Data farming is the process of using designed computational experiments to “grow” data, which can then be analyzed using statistical and visualization techniques to obtain insight into complex systems. These methods can be applied to any computational model.

Data farming differs from Data mining, as the following metaphors indicate:

Miners seek valuable nuggets of ore buried in the earth, but have no control over what is out there or how hard it is to extract the nuggets from their surroundings. ... Similarly, data miners seek to uncover valuable nuggets of information buried within massive amounts of data. Data-mining techniques use statistical and graphical measures to try to identify interesting correlations or clusters in the data set.

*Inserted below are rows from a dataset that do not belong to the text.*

PR #5454, opened 2025-06-16
[MAINT] part revert of check empty image

Remi-Gau:
- Closes none but relates to https://github.com/nilearn/nilearn/pull/5293#issuecomment-2977088126

- do not check nifti image to see if they are empty
- adapt home made estimator checks to only perform such checks with surface data
- should re-establish decent performance

### DIFF
--- a/nilearn/_utils/estimator_checks.py
+++ b/nilearn/_utils/estimator_checks.py
@@ -1015,7 +1015,8 @@ def check_decoder_empty_data_messages(estimator):
         # because fit should fail early
         _, y = make_classification(
             n_samples=20,
-            n_features=5**3,
+            dim=5
+            n_features=dim**3,
             scale=3.0,
             n_informative=5,
             n_classes=2,


.github/workflows/test_with_tox.yml
```diff
@@ -66,7 +66,7 @@ jobs:
         runs-on: ${{ matrix.os }}
 
         strategy:
-            fail-fast: true
```
Remi-Gau: revert before merging

maint_tools/check_gha_workflow.py
```diff
@@ -61,17 +61,17 @@
...
 
 # Set to True if yu want to also include the runs of a CI workflow
 # that did not complete successfully.
-INCLUDE_FAILED_RUNS = False
+INCLUDE_FAILED_RUNS = True
 
 # Pages of runs to collect
 # 100 per page
-PAGES_TO_COLLECT = range(1, 30)
+PAGES_TO_COLLECT = range(1, 3)
```
Remi-Gau:
```suggestion
PAGES_TO_COLLECT = range(1, 30)
```

nilearn/_utils/niimg_conversions.py
```diff
@@ -352,8 +352,8 @@ def check_niimg(
     # Otherwise, it should be a filename or a SpatialImage, we load it
     niimg = load_niimg(niimg, dtype=dtype)
 
-    if safe_get_data(niimg).size == 0:
-        raise ValueError("The image is empty.")
+    # if safe_get_data(niimg).size == 0:
+    #     raise ValueError("The image is empty.")
```
Remi-Gau:
```suggestion
```

Remi-Gau:
Not included in this PR, should be done in a follow up PR: adding a 'regression banchmark' that should detect this type of slowing down of performance.

Remi-Gau:
The run time of the test suite is now more acceptable.

image

.github/workflows/test_with_tox.yml
```diff
@@ -66,7 +66,7 @@ jobs:
...
+            fail-fast: false
```
```suggestion
            fail-fast: true
```

nilearn/_utils/estimator_checks.py
```diff
@@ -999,29 +1001,33 @@ def check_decoder_empty_data_messages(estimator):
...
+        # SearchLight do not support surface data directly
+        return None
 
     else:
         # we can use classification data even for regressors
         # because fit should fail early
         _, y = make_classification(
             n_samples=20,
-            n_features=dim**3,
+            n_features=5**3,
```
hndgzkn: Leaving `dim=5` might be good for clarity.

nilearn/_utils/niimg_conversions.py
```diff
@@ -352,9 +352,6 @@ def check_niimg(
     # Otherwise, it should be a filename or a SpatialImage, we load it
     niimg = load_niimg(niimg, dtype=dtype)
 
-    if safe_get_data(niimg).size == 0:
-        raise ValueError("The image is empty.")
-
```
hndgzkn, line 357: I was wondering if instead of putting this check in `check_niimg`, creating a function `is_img_empty` and doing the check only where it is necessary would help with performance? Because `check_niimg` is called everywhere. If I am not mistaken, we have to check this only when `fit` is called, where it already needs to get image data.

Remi-Gau: yeah that's a good idea.

Let's put a pin in it and get back to it after the release

nilearn/_utils/estimator_checks.py
```suggestion
            dim=5
            n_features=dim**3,
```

PR #5456, opened 2025-06-17
REL 0.12.0

Remi-Gau:
- Closes none

Changes proposed in this pull request:

- setting up things for the next release

PR #5457, opened 2025-06-17
[ENH] Refactor `nilearn.plotting.matrix`, partially reverting previous refactoring

hndgzkn:
- Closes None

- Remove `matplotlib_backend`
- Separate utility functions not dependent on `matplotlib` to `_utils` module
- Reorganize tests accordingly


Remi-Gau (approved):
good with me

nilearn/plotting/matrix/_utils.py
```diff
@@ -15,7 +23,95 @@ def _mask_matrix(mat, tri):
     return np.ma.masked_array(mat, mask)
 
 
-def _reorder_matrix(mat, labels, reorder):
+def pad_contrast_matrix(contrast_def, design_matrix):
```
hndgzkn, line 26: The test fail because I moved `pad_contrast_matrix` from `matrix_plotting` to `_utils`. So it is no more public. (I tried to move all functions that do not require `matplotlib` to _utils.)

Is there an inconvenience about it? It is not used elsewhere. If that is ok with you, I'll update the number of public functions.

Remi-Gau: yeah it should have been private already (it was only used in the module where it was defined), so go ahead.

Remi-Gau:
we forgot to clean the changelog that was changed in #5305

Remi-Gau:
fixing in  #5456

PR #5459, opened 2025-06-17
[DOC] measure and reduce number of warnings in doc build

Remi-Gau:
- Closes none

- list warnings thrown during doc build
- start silencing some warnings

### DIFF
--- a/examples/02_decoding/plot_haxby_glm_decoding.py
+++ b/examples/02_decoding/plot_haxby_glm_decoding.py
@@ -92,6 +92,7 @@ glm = FirstLevelModel(
     high_pass=0.008,
     smoothing_fwhm=4,
     memory="nilearn_cache",
+    memory_level=1,
 )
 
 # %%


bthirion (commented):
LGTM. Where can we see the output in terms of number of warnings ,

Farmers cultivate the land to maximize their yield. They manipulate the environment to their advantage using irrigation, pest control, crop rotation, fertilizer, and more. Small-scale designed experiments let them determine whether these treatments are effective. Similarly, data farmers manipulate simulation models to their advantage, using large-scale designed experimentation to grow data from their models in a manner that easily lets them extract useful information. ...the results can reveal root cause-and-effect relationships between the model input factors and the model responses, in addition to rich graphical and statistical views of these relationships.[1]

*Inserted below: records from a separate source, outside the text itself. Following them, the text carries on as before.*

PR #5464, opened 2025-06-18
[MAINT] Apply new ruff rules

DimitriPapadopoulos:

- Apply more rules, probably introduced by _ruff_ 0.12.
- Ignore rule introduced by _ruff_ 0.12.

### DIFF
--- a/nilearn/interfaces/bids/glm.py
+++ b/nilearn/interfaces/bids/glm.py
@@ -301,7 +301,7 @@ def save_glm_to_bids(
             if output_type in ["metadata", "results"]:
                 continue
 
-            img = statistical_maps[contrast_name][output_type]
+            img = contrast_maps[output_type]
             filename = filenames["statistical_maps"][contrast_name][
                 output_type
             ]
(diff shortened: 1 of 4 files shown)


Remi-Gau (changes requested):
Can you run `pre-commit autoupdate` and commit the changes ?

This should update the ruff version used by pre-commit.

Remi-Gau:
Nice! ❤️ 

Can you take care of that error?

https://results.pre-commit.ci/run/github/1235740/1750319259.ynBq1SsVQ3S_geoJC5watA

DimitriPapadopoulos:
Strange, this doesn't come up when running ruff directly from the command line. I guess the configuration of ruff and pre-commit are inconsistent, but cannot identify where.

Remi-Gau:
> Strange, this doesn't come up when running ruff directly from the command line. I guess the configuration of ruff and pre-commit are inconsistent, but cannot identify where.

yeah I have seen some things like that once in a while

usually I only run ruff via pre-commit to try to avoid this issue

and I have given on trying to figure out the root cause because life is too short

Remi-Gau (approved):
let's wait for CI to finish but this is good with me

thanks!

PR #5465, opened 2025-06-19
[MAINT] Consistency between ruff and pre-commit

DimitriPapadopoulos:
Make sure the same set of files is processed by ruff, whether run directly from the command line or through pre-commit.

- Change the set of files processed by ruff when run from the command line, to match the set of files processed by pre-commit.


Remi-Gau (approved):
good with me

PR #5466, opened 2025-06-19
[MAINT] Apply ruff rule RUF012

DimitriPapadopoulos:
RUF012 Mutable class attributes should be annotated with `typing.ClassVar`

- Use tuples instead of lists to avoid the above ruff error.


Remi-Gau (approved):
thanks

PR #6117, opened 2026-03-09
[ENH] ability to change crosshair color in brainsprite html viewer

### LINKED ISSUE #6123: add ability to change crosshair color in brainsprite html viewer
CURRENT:
`view = plotting.view_img(path, threshold=1.6, black_bg=False, radiological=True)`
image

DESIRED:
`view = plotting.view_img(path, threshold=1.6, black_bg=False, radiological=True, color_crosshair="#000000")`
image

- Relates to #6117

rohan3412:
- Closes #6123 

Changes: exposes the color_crosshair variable

CURRENT:
`view = plotting.view_img(path, threshold=1.6, black_bg=False, radiological=True)`
image

NEW:
`view = plotting.view_img(path, threshold=1.6, black_bg=False, radiological=True, color_crosshair="#000000")`
image

`view = plotting.view_img(path, threshold=1.6, black_bg=False, radiological=True, color_crosshair="#FF0000")`
image


bthirion:
Thx ! You probably want to add a test (at lest a smoke tets) for that feature. 
It could also be showcased in an example.  Otherwise, it will remain hidden.

Remi-Gau:
general thoughts regarding the general motivation for this:
- is it to improve visibility for both cases when we have a white and dark background?
- if so why is it an issue here and not for our other 'static' figures where we have crosshairs? am afraid that if we add it here then we are going to scope creep our way into doing it for all our plotting functions because of internal consistency?

though this suggestion highlights that we do hard code some of the ways we use brainsprite and that it may be harder for users to edit some of the things that brainsprite generates rather than a figure generated by matplotlib: so maybe we could think of passing a kwarg to view_img that may allow users to override some of our hard coded defaults...

emdupre:
+1 to @Remi-Gau's questions ; gentle reminder for the group to please open issues first to have these kinds of discussions outside of the PR.

bthirion:
> general thoughts regarding the general motivation for this:
> 
>     * is it to improve visibility for both cases when we have a white and dark background?
> 
>     * if so why is it an issue here and not for our other 'static' figures where we have crosshairs? am afraid that if we add it here then we are going to scope creep our way into doing it for all our plotting functions because of internal consistency?
> 
> 
> though this suggestion highlights that we do hard code some of the ways we use brainsprite and that it may be harder for users to edit some of the things that brainsprite generates rather than a figure generated by matplotlib: so maybe we could think of passing a kwarg to view_img that may allow users to override some of our hard coded defaults...

My view is that we should indeed have this feature in plot_*_img functions, but IIUC you consider that it's  a matplotlib-level feature and we should refrain from encapsulating too many features in Nilearn.

Remi-Gau:
> gentle reminder for the group to please open issues first to have these kinds of discussions outside of the PR.

I am going to [retcon](https://en.wikipedia.org/wiki/Retroactive_continuity) this and open an issue now to discuss things there: putting this PR on draft for now.

PR #6129, opened 2026-03-12
[FIX] use pytest.warns instead of pytest.deprecated_call()

Remi-Gau:
- Closes none but fixes a couple of failing tests on main

see https://github.com/nilearn/nilearn/actions/runs/23011290182/job/66822277511#step:8:13467

- use pytest.warns instead of pytest.deprecated_call()


Remi-Gau:
Will merge to normalize the situation on main

PR #6142, opened 2026-03-19
[FIX] Update min scikit-learn version to 1.7.1 to use HTML representation from scikit-learn

### LINKED ISSUE #6141: [BUG] [BUG] Scikit-learn 1.7.0 has a bug for generating HTML representation

### Operating system

- [x] Linux
- [ ] Mac
- [ ] Windows

### Python version

- [ ] 3.14
- [x] 3.13
- [ ] 3.12
- [ ] 3.11
- [ ] 3.10

### nilearn version

0.13.2.dev134+g356bd6b23

### scikit-learn version

1.7.0

### Expected behavior

`nilearn.maskers/tests/test_html_report.py::test_multi_nifti_masker_generate_report_mask` should pass.

This is what I got:

```bash
...

>       if param_value != init_default_params[param_name] and not (
           ^^^^^^^^^^^^^^^^^^^^^^^^^^^^^^^^^^^^^^^^^^^^^^
            is_scalar_nan(init_default_params[param_name])
            and is_scalar_nan(param_value)
        ):
E       ValueError: The truth value of an array with more than one element is ambiguous. Use a.any() or a.all()

init_default_params = {'clean_args': None, 'cmap': 'gray', 'detrend': False, 'dtype': None, ...}
param_name = 'target_affine'
param_value = array([[1., 0., 0., 0.],
       [0., 1., 0., 0.],
       [0., 0., 1., 0.],
       [0., 0., 0., 1.]])



```

Run test from command line
```bash
pytest nilearn/maskers/tests/test_html_report.py::test_multi_nifti_masker_generate_report_mask

```

### Solution

The bug is fixed in scikit-learn version [1.7.1](https://scikit-learn.org/stable/whats_new/v1.7.html#version-1-7-1).

hndgzkn:
- Closes #6141 

- Update min scikit-learn version to 1.7.1 to generate HTML representation with scikit-learn

### DIFF
--- a/pyproject.toml
+++ b/pyproject.toml
@@ -37,7 +37,10 @@ min = [
     "numpy==1.26.0",
     "pandas==2.3.0",
     "requests==2.30.0",
-    "scikit-learn==1.5.0",
+    # scikit-learn version 1.7.0 has a bug that prevents _repr_html_ to run
+    # correctly
+    # https://scikit-learn.org/stable/whats_new/v1.7.html#sklearn-base
+    "scikit-learn==1.5.0,!=1.7.0",
     "scipy==1.11.1",
     "jinja2==3.1.2"
 ]


pyproject.toml
```diff
@@ -103,7 +103,7 @@ dependencies = [
     "numpy>=1.26.0",
     "pandas>=2.3.0",
     "requests>=2.30.0",
-    "scikit-learn>=1.5.0",
+    "scikit-learn>=1.5.0,!=1.7.0",
```
Remi-Gau, line 112: do you think we should modify the `min` dependency gorup in the pyproject.toml to also exclude 1.7.0?

https://github.com/nilearn/nilearn/blob/d135e0d7e2ba975aac7f731315b8fadb21b8801c/pyproject.toml#L34

my reasoning is that in the future we may bump the minimum version and forget to avoid 1.7.0 at that point

also do you think we should add a comment / link to the issue as an explanation why we skip 1.7.0 to avoid having to git blame the change?

hndgzkn: I added a comment.

But actually doing the changes I thought, the code still runs with version 1.7.0. The only problem is that while generating reports, instead of using _repr_html starting from scikit version 1.7.0, we need to call it starting from 1.7.1. For versions smaller than 1.7.1, we already have our implementation to get html representation of parameters.

I couldn't be sure to exclude a version just for that. (On the otherhand there are some other bug fixes in version 1.7.1)

hndgzkn: > do you think we should modify the `min` dependency gorup in the pyproject.toml to also exclude 1.7.0?

if we are going to keep this solution, I think it is better to do that.

Remi-Gau: OK let's do it then! 👍🏻

hndgzkn: Done.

A NATO modeling and simulation task group has documented the data farming process in the Final Report of MSG-088. Here, data farming uses collaborative processes in combining rapid scenario prototyping, simulation modeling, design of experiments, high performance computing, and analysis and visualization in an iterative loop-of-loops.

Origins of the term

The term "data farming" comes from the idea of planting data in the simulation and parameter/value space, and then harvesting the data that results from the simulation runs.

Usage

Data farming was originally used in the Marine Corp’s Project Albert. Small agent-based distillation models (simulations) were created to capture a specific military challenge. These models were run thousands or millions of times at the Maui High Performance Computer Center and other facilities. Project Albert analysts would work with the military subject matter experts to refine the models and interpret the results. The Naval Postgraduate School also worked closely with Project Albert in model generation, output analysis, and the creation of new experimental designs to better leverage the computing capabilities at Maui and other facilities.

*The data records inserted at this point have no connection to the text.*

PR #6157, opened 2026-03-27
[FIX] Do not copy mask img's header in masking.unmask

tsalo:
- Closes #6150.

- Update `test_unmask_3d_with_files` to check that the datatype of the unmasked image created by `masking.unmask` is the same as the datatype of the array to be unmasked (not the datatype of the mask image). I have verified that this test fails with the code from before my fix.
- Include `copy_header=False` in the `new_img_like` call within `masking.unmask`.

### DIFF
--- a/nilearn/tests/test_masking.py
+++ b/nilearn/tests/test_masking.py
@@ -561,6 +561,10 @@ def test_unmask_3d_with_files(
     assert t[0].flags["F_CONTIGUOUS"]
     assert_array_equal(t[0], unmasked3D)
 
+    # Check that the unmasked image retains the datatype of the data array
+    t = unmask([masked3D], filename, order="F")
+    assert t[0].get_data_dtype() == data3D.dtype
+
 
 def test_unmask_errors(rng, affine_eye, shape_3d_default):
     """Test unmask errors."""
--- a/nilearn/tests/test_masking.py
+++ b/nilearn/tests/test_masking.py
@@ -561,11 +561,20 @@ def test_unmask_3d_with_files(
     assert t[0].flags["F_CONTIGUOUS"]
     assert_array_equal(t[0], unmasked3D)
 
-    # Check that the unmasked image retains the datatype of the data array
-    #
-    # see https://github.com/nilearn/nilearn/issues/6150
-    #
-    t = unmask([masked3D], filename, order="F")
+
+def test_unmask_retain_datatype(rng, affine_eye, shape_3d_default):
+    """Check that the unmasked image retains the datatype of the data array.
+
+    see https://github.com/nilearn/nilearn/issues/6150
+    """
+    data3D = rng.uniform(size=shape_3d_default)
+    mask = rng.integers(2, size=shape_3d_default, dtype="int32")
+    mask_img = Nifti1Image(mask, affine_eye)
+
+    mask = mask.astype(bool)
+    masked3D = data3D[mask]
+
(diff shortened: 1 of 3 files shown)


bthirion (approved):
Thx. Could deserve a whatsnew entry.

tsalo:
@bthirion sorry I had forgotten about that. I just added a whatsnew entry.

bthirion (approved):

nilearn/tests/test_masking.py
```diff
@@ -561,6 +561,10 @@ def test_unmask_3d_with_files(
     assert t[0].flags["F_CONTIGUOUS"]
     assert_array_equal(t[0], unmasked3D)
 
+    # Check that the unmasked image retains the datatype of the data array
```
Remi-Gau:
```suggestion
    # Check that the unmasked image retains the datatype of the data array
    #
    # see https://github.com/nilearn/nilearn/issues/6150
    #
```
Adding a link to the issue so that we avoid deleting that line in the future

Remi-Gau: actually I am going to create a separate 'pure' regression test for this

Remi-Gau:
thanks @tsalo for this fix

tsalo:
@Remi-Gau @bthirion is there any chance you could make a 0.13.2 release fairly soon? I made backwards-incompatible changes to downstream repos (esp. XCP-D) to support 0.13.x but this bug affects both releases in the series, so I'd have to switch back to supporting 0.12.1 until the next nilearn release to work around the bug.

Remi-Gau:
depends what do you call 'fairly soon'?

ideally I would like to get the next one out before OHBM (so early June): is that early enough?

tsalo:
My last three XCP-D versions are not going to be usable since they all pin 0.13.1, so I was hoping you'd make a patch release some time this week. If early June is when you plan to make the release, I can make XCP-D work with 0.12.1 instead.

I also just realized that NiftiMasker uses `masking.unmask` in `inverse_transform`, so should I open a PR to address that as well?

Remi-Gau:
@tsalo 
have a look at this old PR of mine: I think it tried to adress the problem you mention for all our estimators

- https://github.com/nilearn/nilearn/pull/5511

also suggested by @emdupre : would you be OK with a rc release ?

tsalo:
An RC release would be great, thank you.

I realized that fixing unmask fixed NiftiMasker, so you can ignore my last comment about a followup PR.

I took a look at your PR. AFAICT, the image that is returned by `new_img_like` will still have the mask's datatype, but that shouldn't impact the data until the image is written to a file, so changing the datatype after the image is created, but before the user writes it out to a file, should work.

Remi-Gau:
> An RC release would be great, thank you.
> 
> I realized that fixing unmask fixed NiftiMasker, so you can ignore my last comment about a followup PR.
> 
> I took a look at your PR. AFAICT, the image that is returned by `new_img_like` will still have the mask's datatype, but that shouldn't impact the data until the image is written to a file, so changing the datatype after the image is created, but before the user writes it out to a file, should work.

@tsalo 
I pushed 0.14.0rc0 to pypi:
- https://github.com/nilearn/nilearn/releases/tag/0.14.0rc0
- https://pypi.org/project/nilearn/0.14.0rc0/

You should be able to get it with `pip install --prerelease nilearn`.

Let me know if it does not work or fix your issue or if some new bugs were introduced.

tsalo:
Thank you so much!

Since the end of Project Albert in 2006, data farming has been applied to many real world questions, in particular defense-related applications. For example, the NATO Final Report of MSG-088 contains a case study on humanitarian assistance and a case study on force protection. NATO has also begun a follow-on task group using data farming to examine questions in cyber security and operational force planning.

Workshops

International Data Farming Workshops are held twice each year, in the Spring and Fall. Workshop information, including proceedings from prior workshops and registration information for future ones, can be found at the Naval Postgraduate School's SEED Center for Data Farming and the Data Farming Community page on Workshops. The 28th workshop is to be held in the Washington DC area in October 2014.

  1. ^ Lucas, T. W.; Kelton, W. D.; Sanchez, P. J.; Sanchez, S. M.; Anderson, B. L. (2015). "Changing the Paradigm: Simulation, Now a Method of First Resort". Naval Research Logistics. 62 (4): 293–305. doi:10.1002/nav.21628.